## WORK ITEM
Each entry below is to be copied verbatim, with no line missing.

## Dataset entries
Issue #1181, opened 2020-11-17
Show the current version of Fava in the help pages.


grostim:
I think the title is self-explanatory.
A link to the changelog would be nice too. 
As well as the version number of beancount.

yagebu:
I think this could be part of the index page of the included help pages. A PR would be welcome.

aclindsa:
@yagebu @grostim I took a first pass at this in https://github.com/beancount/fava/pull/1250. After my change, the help index page looks like this with my local install of fava:

![2021-04-09-222613_1172x569_scrot](https://user-images.githubusercontent.com/362852/114255653-a2bc9c00-9982-11eb-9e2f-817cda7c8f87.png)

grostim:
It looks simple and straightforward. I like it.
I will give it a try over this week end.

Le sam. 10 avr. 2021 à 04:28, Aaron Lindsay ***@***.***> a
écrit :

PR #1250, opened 2021-04-10
Print fava version on help index page

aclindsa:
Closes https://github.com/beancount/fava/issues/1181

### DIFF
--- a/src/fava/help/_index.md
+++ b/src/fava/help/_index.md
@@ -1,4 +1,7 @@
-Welcome to the help pages for Fava! There are pages for the following topics:
+Welcome to the help pages for Fava! You are running Beancount version
+`{{ beancount_version }}` and Fava `{{ fava_version }}`
+([changelog](https://github.com/beancount/fava/blob/master/CHANGES)). There are
+help pages for the following topics:
 
 -   [Beancount Syntax](./beancount_syntax) - short overview of the syntax.
 -   [Budgets](./budgets) - how to use Fava's budgeting feature.
--- a/src/fava/application.py
+++ b/src/fava/application.py
@@ -23,6 +23,7 @@ from typing import Optional
 import flask
 import markdown2  # type: ignore
 import werkzeug.urls
+from beancount import __version__ as beancount_version
 from beancount.core.account import ACCOUNT_RE
 from beancount.utils.text_utils import replace_numbers  # type: ignore
 from flask import abort
@@ -36,6 +37,7 @@ from flask_babel import Babel  # type: ignore
 from flask_babel import get_translations
 from werkzeug.utils import secure_filename
 
+from fava import __version__ as fava_version
 from fava import LANGUAGES
 from fava import template_filters
 from fava.context import g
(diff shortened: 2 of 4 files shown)


aclindsa:
I am confused by the CI failures here. It says:
> src/fava/application.py:26: error: Module 'beancount' has no attribute '__version__'

But on my local Ubuntu, importing beancount's version works just fine:

```
root@c679fc96b91c:/tmp/build/fava_investor# cat /etc/lsb-release
DISTRIB_ID=Ubuntu
DISTRIB_RELEASE=20.04
DISTRIB_CODENAME=focal
DISTRIB_DESCRIPTION="Ubuntu 20.04.2 LTS"
root@c679fc96b91c:/tmp/build/fava_investor# python3
Python 3.8.5 (default, Jan 27 2021, 15:41:15)
[GCC 9.3.0] on linux
Type "help", "copyright", "credits" or "license" for more information.
>>> from beancount import __version__ as beancount_version
>>> print(beancount_version)
2.3.4
```

@yagebu Is there something special going on with tox/mypy's environment or something that I'm failing to comprehend?

aclindsa:
> > src/fava/application.py:26: error: Module 'beancount' has no attribute '**version**'

To be clear, this was originally formatted as `__version__` in the error message.

aclindsa:
> @yagebu Is there something special going on with tox/mypy's environment or something that I'm failing to comprehend?

I'm still not sure I understand *why*, but importing top-level `beancount` instead of trying to selectively import `beancount.__version__` allows the 'mypy' check to succeed. I've updated this PR to use that instead for now, pending your input.

src/fava/help/_index.md
```diff
@@ -1,4 +1,7 @@
-Welcome to the help pages for Fava! There are pages for the following topics:
+Welcome to the help pages for Fava! You are running beancount version
```
yagebu, line 1: Beancount

src/fava/help/_index.md
```diff
@@ -1,4 +1,7 @@
...
+`{{ beancount_version }}` and fava `{{ fava_version }}`
```
yagebu, line 2: Fava

yagebu (changes requested):
Thanks for the PR! :)

The types for Beancount are not coming from Beancount, but rather the stub type files in the stubs directory. If you add the version to `stubs/beancount/init.pyi`, the import should work directly.

Since this adds some dynamic content to the help pages, it would be good to add a test that the help index page renders without errors and that it inserts the version numbers.

aclindsa:
> The types for Beancount are not coming from Beancount, but rather the stub type files in the stubs directory. If you add the version to `stubs/beancount/init.pyi`, the import should work directly.

Ah, doing that does allow me to use the more selective import. Thanks for the tip!

> Since this adds some dynamic content to the help pages, it would be good to add a test that the help index page renders without errors and that it inserts the version numbers.

Done! I also fixed the capitalization on 'Fava' and 'Beancount' you noted.

yagebu (approved):
Thanks again, this looks great :)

## ANSWER
Issue #1181, opened 2020-11-17
Show the current version of Fava in the help pages.


grostim:
I think the title is self-explanatory.
A link to the changelog would be nice too. 
As well as the version number of beancount.

yagebu:
I think this could be part of the index page of the included help pages. A PR would be welcome.

aclindsa:
@yagebu @grostim I took a first pass at this in https://github.com/beancount/fava/pull/1250. After my change, the help index page looks like this with my local install of fava:

![2021-04-09-222613_1172x569_scrot](https://user-images.githubusercontent.com/362852/114255653-a2bc9c00-9982-11eb-9e2f-817cda7c8f87.png)

grostim:
It looks simple and straightforward. I like it.
I will give it a try over this week end.

Le sam. 10 avr. 2021 à 04:28, Aaron Lindsay ***@***.***> a
écrit :

PR #1250, opened 2021-04-10
Print fava version on help index page

aclindsa:
Closes https://github.com/beancount/fava/issues/1181

### DIFF
--- a/src/fava/help/_index.md
+++ b/src/fava/help/_index.md
@@ -1,4 +1,7 @@
-Welcome to the help pages for Fava! There are pages for the following topics:
+Welcome to the help pages for Fava! You are running Beancount version
+`{{ beancount_version }}` and Fava `{{ fava_version }}`
+([changelog](https://github.com/beancount/fava/blob/master/CHANGES)). There are
+help pages for the following topics:
 
 -   [Beancount Syntax](./beancount_syntax) - short overview of the syntax.
 -   [Budgets](./budgets) - how to use Fava's budgeting feature.
--- a/src/fava/application.py
+++ b/src/fava/application.py
@@ -23,6 +23,7 @@ from typing import Optional
 import flask
 import markdown2  # type: ignore
 import werkzeug.urls
+from beancount import __version__ as beancount_version
 from beancount.core.account import ACCOUNT_RE
 from beancount.utils.text_utils import replace_numbers  # type: ignore
 from flask import abort
@@ -36,6 +37,7 @@ from flask_babel import Babel  # type: ignore
 from flask_babel import get_translations
 from werkzeug.utils import secure_filename
 
+from fava import __version__ as fava_version
 from fava import LANGUAGES
 from fava import template_filters
 from fava.context import g
(diff shortened: 2 of 4 files shown)


aclindsa:
I am confused by the CI failures here. It says:
> src/fava/application.py:26: error: Module 'beancount' has no attribute '__version__'

But on my local Ubuntu, importing beancount's version works just fine:

```
root@c679fc96b91c:/tmp/build/fava_investor# cat /etc/lsb-release
DISTRIB_ID=Ubuntu
DISTRIB_RELEASE=20.04
DISTRIB_CODENAME=focal
DISTRIB_DESCRIPTION="Ubuntu 20.04.2 LTS"
root@c679fc96b91c:/tmp/build/fava_investor# python3
Python 3.8.5 (default, Jan 27 2021, 15:41:15)
[GCC 9.3.0] on linux
Type "help", "copyright", "credits" or "license" for more information.
>>> from beancount import __version__ as beancount_version
>>> print(beancount_version)
2.3.4
```

@yagebu Is there something special going on with tox/mypy's environment or something that I'm failing to comprehend?

aclindsa:
> > src/fava/application.py:26: error: Module 'beancount' has no attribute '**version**'

To be clear, this was originally formatted as `__version__` in the error message.

aclindsa:
> @yagebu Is there something special going on with tox/mypy's environment or something that I'm failing to comprehend?

I'm still not sure I understand *why*, but importing top-level `beancount` instead of trying to selectively import `beancount.__version__` allows the 'mypy' check to succeed. I've updated this PR to use that instead for now, pending your input.

src/fava/help/_index.md
```diff
@@ -1,4 +1,7 @@
-Welcome to the help pages for Fava! There are pages for the following topics:
+Welcome to the help pages for Fava! You are running beancount version
```
yagebu, line 1: Beancount

src/fava/help/_index.md
```diff
@@ -1,4 +1,7 @@
...
+`{{ beancount_version }}` and fava `{{ fava_version }}`
```
yagebu, line 2: Fava

yagebu (changes requested):
Thanks for the PR! :)

The types for Beancount are not coming from Beancount, but rather the stub type files in the stubs directory. If you add the version to `stubs/beancount/init.pyi`, the import should work directly.

Since this adds some dynamic content to the help pages, it would be good to add a test that the help index page renders without errors and that it inserts the version numbers.

aclindsa:
> The types for Beancount are not coming from Beancount, but rather the stub type files in the stubs directory. If you add the version to `stubs/beancount/init.pyi`, the import should work directly.

Ah, doing that does allow me to use the more selective import. Thanks for the tip!

> Since this adds some dynamic content to the help pages, it would be good to add a test that the help index page renders without errors and that it inserts the version numbers.

Done! I also fixed the capitalization on 'Fava' and 'Beancount' you noted.

yagebu (approved):
Thanks again, this looks great :)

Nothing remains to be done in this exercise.